Bilgisayar oyunları yaygın bir boş zaman aktivitesi olarak hayatlarımızda yerini alalı uzun zaman oldu. Ancak özellikle son 20 yıl içinde yaşanan hızlı teknolojik gelişmeler ve internetin yaygınlaşması ile bilgisayar oyunları da hayallerin ötesinde bir gelişme gösterdi. Artık tek başına ya da bilgisayarın yapay zekasına karşı oynanan geleneksel oyunların yerine eş zamanlı olarak arkadaşlarla ya da belki dünyanın bir ucundaki yabancı biriyle oynanabilen çevrimiçi oyunlar popülerlik kazanmaya başladı.
Kontrollü ve uygun miktarda oyun oynamak keyifli zaman geçirmek için iyi bir yol olabilir ancak görünen o ki oyun oynamayı durduramamak insanların hayatlarını olumsuz etkilemeye başladı. Bu yazımızda çevrimiçi oyun bağımlılığını kısaca ele aldık.

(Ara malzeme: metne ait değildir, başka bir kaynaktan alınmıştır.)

Issue #340, opened 2017-05-22
Performance & Code Style, avoid passing iterators around


TheMatthew:
Hi,
I have an issue with the JSONObjecy#keys() method. It states it is an iterator, though the name implies it is an access to a collection. I have also noticed that is it used often in a while(iter.hasNext){foo = iter.next; ...) pattern. This is not as optimal as using an enhanced for loop on a JSONObject#keySet(). It is murky as to whether or not I am allowed to contribute code yet, but if you replace all #keys accesses by #keyset for loops you can go from parsing a 2 GB file in 125 seconds to 115. this is not an order of magnitude like @johnjaylward 's #337  patch, but it's still pretty decent.

One could argue the reason for doing the iterator is to avoid issues with concurrent modifications. I would argue that a readwritelock would be a safer approach in general.

Thanks for making such a great product by the way.

johnjaylward:
The history of those loops is from pre-java5 when the enhanced for loop was not available. I think they just haven't been updated due to them working and no complaints from performance. I don't think it should be an issue to update these.

stleary:
Everyone is welcome to submit pull requests.  Since the project is in maintenance mode, there are limits to what kind of changes are accepted. Every pull request carries a risk of introducing regressions, or negatively impacting existing users.  Please see the FAQ for more information: https://github.com/stleary/JSON-java/wiki/FAQ.

johnjaylward:
@stleary, I believe he was implying he wanted permission from his company before spending company time on it.

I opened a PR for the refactor. Let me know if it meets your needs. It's currently based off of Master and not my other PR that is scheduled for merge.

stleary:
This issue is addressed in pull request #341. Please post any future comments on that thread.

PR #341, opened 2017-05-22
Optimize loops

johnjaylward:
Changes for #340 

* Adds protected entrySet accessor to JSONObject
* Updates loops that request key/value pairs to use the new entrySet accessor

This is a performance enhancement, not a bug fix. Some code is refactored to use new loop types and map iterators introduced in Java5. One assignment line was deleted from the XML class as it didn't do anything.

**Risks**
low

**Changes to the API?**
New protected method added for internal access to the backing map entrySet. I wasn't comfortable making this a public method without input from the community as it allows unfiltered access to the entire map (keys and values).

No

No. Also, no unit tests have been added at this time.

Yes

**Review status**
NOT REVIEWED


johnjaylward:
update the branch to the latest master

johnjaylward:
@thematthew please review when convenient

TheMatthew:
I will asap, thanks @johnjaylward

TheMatthew:
The performance gain I am seeing is quite good. it is passing from 125 seconds to 115 seconds for a 2.1gb file. it is even more interesting if the file is already in ram, it goes from ~98 seconds to 85.

stleary:
Looks good, comment timer started.

PR #346, opened 2017-06-06
Using LinkedHashMap instead of HashMap to keep the order of elements

ttulka:
A test case could be:

@Test
public void testIfOrderOfElementsRemainsSame() {
    String json =
"{\"c\":{\"c\":\"c\",\"a\":\"a\",\"b\":\"b\"},\"a\":{\"c\":\"c\",\"a\":\"a\",\"b\":\"b\"},\"b\":{\"c\":\"c\",\"a\":\"a\",\"b\":\"b\"}}";
    Assert.assertEquals(json, new JSONObject(json).toString());
}

### DIFF
--- a/JSONObject.java
+++ b/JSONObject.java
@@ -34,7 +34,7 @@ import java.math.BigDecimal;
 import java.math.BigInteger;
 import java.util.Collection;
 import java.util.Enumeration;
-import java.util.HashMap;
+import java.util.LinkedHashMap;
 import java.util.Iterator;
 import java.util.Locale;
 import java.util.Map;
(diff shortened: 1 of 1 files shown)


MinnDevelopment:
**Why isn't ordering allowed in JSONObjects?**

Support for ordering is one of the most popular requests, along with adding some type of build support. However, from the JSON spec [RFC 7159](https://tools.ietf.org/html/rfc7159): "An object is an unordered collection of zero or more name/value pairs". As a reference app, the design is required to stay as close to the spec as possible, so ordering in JSONObjects is not supported.

**Will ordering ever be allowed in JSONObjects?**

There are no current plans to support ordering. It is not expected that this will ever change.

>Taken straight from [FAQ](https://github.com/stleary/JSON-java/wiki/FAQ)

ttulka:
Okay, thanks for the info.

MinnDevelopment:
Maybe it would be a good idea to place a comment in the code explaining that HashMap is chosen on purpose

stleary:
@MinnDevelopment  Helpful code comments are always welcome, feel free to propose a pull request.

PR #1044, opened 2026-03-12
Ignore static fields in JSONObject.fromJson()

### LINKED ISSUE #1043: Potentially unsafe deserialization in JSONObject#fromJson() static fields are not excluded
This behavior may be security-relevant when `JSONObject#fromJson(Class<T>)` is used on untrusted input, so I am reporting it here as a public issue in line with the repository's published vulnerability-reporting guidance.

In release `20251224`, `JSONObject#fromJson(Class<T>)` iterates `clazz.getDeclaredFields()`, calls `Field#setAccessible(true)`, and assigns matching JSON values without excluding `static` fields:

https://github.com/stleary/JSON-java/blob/cf653682be81e5ff630c8ac5527a5060b9a813e8/src/main/java/org/json/JSONObject.java#L3365-L3378

As a result, deserialization can write not only per-instance state but also mutable declared class-level state on the caller-selected target type, subject to normal runtime access restrictions. That expands the binding surface beyond ordinary object population and may have integrity implications in applications that use `fromJson()` with untrusted JSON.

If helpful, I can provide a minimal reproducer and a regression test. A straightforward mitigation appears to be skipping static fields during binding.

yuki-matsuhashi:
Fixes #1043

This PR updates `JSONObject#fromJson(Class<T>)` to bind only instance fields.

Changes in this PR:
- skip static fields
- add a regression test
- update the Javadoc

### DIFF
--- a/src/main/java/org/json/JSONObject.java
+++ b/src/main/java/org/json/JSONObject.java
@@ -3349,7 +3349,7 @@ public class JSONObject {
      * of the given class. It supports basic data types including {@code int}, {@code double},
      * {@code float}, {@code long}, and {@code boolean}, as well as their boxed counterparts.
      * The target class must have a no-argument constructor, and its field names must match
-     * the keys in the JSON string.
+     * the keys in the JSON string. Static fields are ignored.
      *
      * <p><strong>Note:</strong> Only classes that are explicitly supported and registered within
      * the {@code JSONObject} context can be deserialized. If the provided class is not among those,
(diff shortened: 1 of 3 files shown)


stleary:
fromJson() should not populate static class fields

Yes

**Risks**
Low

**Changes to the API?**
No

No

No, JavaDoc was updated

No, and a new unit test was added

No

**Review status**
**APPROVED**

Starting 3-day comment window

stleary (approved):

Öncelikle her oyun bağımlılık yapar gibi bir genelleme doğru değil. Çalışmalar gösteriyor ki karşıdaki kişilerle etkileşimde olmayı gerektiren, gruplaşma ya da rekabetin olduğu aksiyon, macera, strateji ve savaş içerikli oyunlar bağımlılık yapmaya daha yatkınlar. Genelde oyunları oynarken insanların daha ileri seviyeye ulaşmak, oyunu daha iyi oynayabilmek ve yeni görevlerle sınırlarını zorlamak gibi amaçları olduğundan, bunları başarmak, kişide belli bir tatmine yol açar ve böylece kişiler oyun oynamayı bırakamaz hale gelebilir.
Karşılıklı etkileşime dayanan bu oyunlarda kişiler, oyuncular arasında yaşanan sanal etkileşimi gerçek hayatlarında eksik olan sosyal etkileşimin yerine koyabilirler. Ayrıca oyunların çoğunun merak uyandıran hikayelerinin olması da oyuncuların, hem ileride ne olacağını merak ettikleri için hem de oynarken hikâyeyi kitaplardan ve filmlerden çok daha etkili bir şekilde deneyim ettikleri için gerçek dünyadan geçici süre kaçmalarına neden olmakta.
Online oyun bağımlılığı ile ilgili halen araştırmalar sürmektedir ancak bu bozukluğu tanımlamak için önerilen bazı semptomlar önerilmiştir. Son olarak DSM-5’te “internet oyun oynama bozukluğu” olarak yer alan çevrimiçi oyun oynama bağımlılığının bazı semptomları şöyle sıralanabilir:
Zihnin oyun oynama düşüncesi ile fazla meşgul olması, oyun oynanmadığında yoksunluk semptomları göstermek, giderek daha fazla süre oyun oynama isteği duymak, oyun oynamayı bırakmaya yönelik girişimlerde bulunup başarısız olmak, oyun oynamak dışında diğer aktivitelere karşı ilgiyi kaybetmek, tüm sorunlara ve olumsuzluklara karşı oyun oynamaya devam etmek, oyun oynama süresi ve sıklığı ile ilgili insanlara yalan söylemek, kaygı ya da suçluluk gibi duyguları hafifletmek ve duygu durumunu düzeltmek için oyun oynamak, oyun oynamak yüzünden işini ya da ilişkisini kaybetmesi ya da tehlikeye sokması (APA 2013).
Oyun oynama bağımlılığının altında yatan nedenler çok net olmasa da bazı sebepler üzerinde durulmaktadır. Utangaçlık, depresyon, kaygı, düşük özgüven, düşük kendilik kontrolü ve narsisizm gibi kişilik özelliklerinin bazı kişilerde oyun bağımlılığına sebep olabildiği saptanmıştır. Örneğin; düşük özgüvenli bir kişi, bir oyunu bitirdiğinde oyunda çıkan “aferin”, “başardın” gibi kelimeler ile karşılaşmakta ve bu onun özgüvenini bir nebze olsun artırmaktadır.
Ayrıca ergenlik çağındaki erkeklerin çevrimiçi oyun oynama bağımlılığı için kadınlara ya da yetişkin erkeklere göre daha çok riskli olduğu söylenebilir. Video ve internetten çevrim içi oynanan oyunlarının çok fazla oynanması ve bağımlılık oluşumu sosyal izolasyon, uykusuzluk, akran zorbalığı; göz bozuklukları ve hatta hipertansiyon dahil birçok psikolojik ve fiziksel olumsuzluğa sebep olabilmektedir.